=== TASK DETAILS ===
Exactly as written, transcribe each line of the listing.

=== EXERCISE DATA ===

Segment Open

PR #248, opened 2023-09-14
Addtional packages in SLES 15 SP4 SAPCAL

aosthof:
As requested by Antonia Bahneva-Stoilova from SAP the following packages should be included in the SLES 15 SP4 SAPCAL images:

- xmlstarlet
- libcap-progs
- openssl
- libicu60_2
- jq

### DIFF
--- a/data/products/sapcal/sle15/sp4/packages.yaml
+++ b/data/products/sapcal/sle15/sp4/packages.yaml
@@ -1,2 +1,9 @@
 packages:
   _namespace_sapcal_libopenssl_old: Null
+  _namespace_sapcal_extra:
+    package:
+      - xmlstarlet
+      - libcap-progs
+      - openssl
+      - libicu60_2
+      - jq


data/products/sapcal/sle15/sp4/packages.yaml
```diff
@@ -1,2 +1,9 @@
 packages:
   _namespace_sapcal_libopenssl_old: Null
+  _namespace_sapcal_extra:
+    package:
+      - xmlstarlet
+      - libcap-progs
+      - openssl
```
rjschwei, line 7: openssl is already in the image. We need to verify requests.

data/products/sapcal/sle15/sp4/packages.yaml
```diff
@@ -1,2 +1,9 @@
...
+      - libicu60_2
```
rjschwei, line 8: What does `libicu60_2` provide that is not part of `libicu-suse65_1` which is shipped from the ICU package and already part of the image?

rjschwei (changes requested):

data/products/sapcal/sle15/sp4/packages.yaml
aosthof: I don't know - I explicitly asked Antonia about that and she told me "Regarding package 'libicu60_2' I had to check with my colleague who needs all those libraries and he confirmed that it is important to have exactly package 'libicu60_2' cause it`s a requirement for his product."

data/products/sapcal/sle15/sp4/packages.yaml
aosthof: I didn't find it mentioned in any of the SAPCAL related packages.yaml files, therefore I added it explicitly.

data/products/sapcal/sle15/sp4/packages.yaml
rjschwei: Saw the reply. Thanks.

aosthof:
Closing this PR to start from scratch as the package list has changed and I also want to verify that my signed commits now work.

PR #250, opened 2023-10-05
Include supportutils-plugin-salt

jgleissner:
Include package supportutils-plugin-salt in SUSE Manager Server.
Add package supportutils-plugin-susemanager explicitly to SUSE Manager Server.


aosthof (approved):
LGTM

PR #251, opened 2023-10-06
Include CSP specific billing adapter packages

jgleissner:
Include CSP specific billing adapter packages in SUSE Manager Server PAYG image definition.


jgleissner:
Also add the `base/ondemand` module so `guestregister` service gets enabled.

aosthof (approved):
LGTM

Segment Closed

=== RESULT OF THE EXERCISE ===
PR #248, opened 2023-09-14
Addtional packages in SLES 15 SP4 SAPCAL

aosthof:
As requested by Antonia Bahneva-Stoilova from SAP the following packages should be included in the SLES 15 SP4 SAPCAL images:

- xmlstarlet
- libcap-progs
- openssl
- libicu60_2
- jq

### DIFF
--- a/data/products/sapcal/sle15/sp4/packages.yaml
+++ b/data/products/sapcal/sle15/sp4/packages.yaml
@@ -1,2 +1,9 @@
 packages:
   _namespace_sapcal_libopenssl_old: Null
+  _namespace_sapcal_extra:
+    package:
+      - xmlstarlet
+      - libcap-progs
+      - openssl
+      - libicu60_2
+      - jq


data/products/sapcal/sle15/sp4/packages.yaml
```diff
@@ -1,2 +1,9 @@
 packages:
   _namespace_sapcal_libopenssl_old: Null
+  _namespace_sapcal_extra:
+    package:
+      - xmlstarlet
+      - libcap-progs
+      - openssl
```
rjschwei, line 7: openssl is already in the image. We need to verify requests.

data/products/sapcal/sle15/sp4/packages.yaml
```diff
@@ -1,2 +1,9 @@
...
+      - libicu60_2
```
rjschwei, line 8: What does `libicu60_2` provide that is not part of `libicu-suse65_1` which is shipped from the ICU package and already part of the image?

rjschwei (changes requested):

data/products/sapcal/sle15/sp4/packages.yaml
aosthof: I don't know - I explicitly asked Antonia about that and she told me "Regarding package 'libicu60_2' I had to check with my colleague who needs all those libraries and he confirmed that it is important to have exactly package 'libicu60_2' cause it`s a requirement for his product."

data/products/sapcal/sle15/sp4/packages.yaml
aosthof: I didn't find it mentioned in any of the SAPCAL related packages.yaml files, therefore I added it explicitly.

data/products/sapcal/sle15/sp4/packages.yaml
rjschwei: Saw the reply. Thanks.

aosthof:
Closing this PR to start from scratch as the package list has changed and I also want to verify that my signed commits now work.

PR #250, opened 2023-10-05
Include supportutils-plugin-salt

jgleissner:
Include package supportutils-plugin-salt in SUSE Manager Server.
Add package supportutils-plugin-susemanager explicitly to SUSE Manager Server.


aosthof (approved):
LGTM

PR #251, opened 2023-10-06
Include CSP specific billing adapter packages

jgleissner:
Include CSP specific billing adapter packages in SUSE Manager Server PAYG image definition.


jgleissner:
Also add the `base/ondemand` module so `guestregister` service gets enabled.

aosthof (approved):
LGTM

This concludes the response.